Although he won in the lower court using the same balancing test that the state and federal government now espouse, King largely disavows that test in his brief. Instead, he maintains that, under the Fourth Amendment, a search requires both a warrant and probable cause, neither of which existed in his case: there was no warrant, and there was no probable cause because the state had not shown that it could use the DNA profile to link him either to the original assault charges or the rape charge. Moreover, he argues, none of the exceptions that the Court has created to the warrant requirement apply to his case.
King vehemently disputes the state’s efforts to portray the DNA law as useful for identifying arrestees: unlike fingerprints, he contends, DNA samples aren’t actually very helpful for things like identifying suspects in custody or supervising arrestees because (among other things) of the time that is needed to prepare a DNA profile from a sample.
And even if the “balancing test” used in the lower court were the correct one, King adds, the Court should still rule for him not only because taking the DNA (unlike fingerprinting) involves a physical intrusion into the arrestee’s body, but also because of the broader and “profound privacy concerns” that arise from the DNA collection. In particular, he emphasizes, even if an arrestee’s DNA profile only contains a limited amount of information, the state still has the original DNA sample – which contains all of the arrestee’s DNA – and could run new tests on it.

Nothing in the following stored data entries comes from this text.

PR #8601, opened 2022-05-03
[1.18.x] Catch and aggregate exceptions during NewRegistryEvent

SizableShrimp:
Custom forge registries which throw exceptions during creation will cause `NewRegistryEvent#fill` to prematurely exit and fail to create any registries that come after the failed one.
This issue is compounded by the fact that the fill method is handled from a CompletableFuture, where FML's ModLoadingState system unfortunately silences exceptions.

A similar approach is taken to #8527 with the fix to ObjectHolderRegistry.
This fix both properly logs exceptions and will continue to fill registries even if there is an errored one, to prevent a cascade of dozens of registries not being created due to one erroring registry creation.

These concerns, in his view, far outweigh the government’s interest in collecting the DNA samples. This is especially true when the government can still get DNA samples from people who are convicted of crimes and when it can show that it would be helpful to link a specific defendant to the crime for which he has been arrested. What the Fourth Amendment does not allow is a “fishing expedition” whenever someone is arrested. Indeed, on the state and federal government’s theory, he suggests, law enforcement officials could collect DNA from any group that might be more likely to commit crimes. The Court, he concludes, “should draw the line here.”
Will the Court keep the focus on the current use of DNA technology, as Maryland and the United States have suggested, or will it instead accept King’s invitation to consider the longer-term implications of a ruling in favor of the government? Cases like Jones suggest that the Court may be more comfortable dealing only with the narrow issue before it and postponing the knottier technological questions for later, but we will know much more after Tuesday’s argument – which we will come back to discuss in Plain English.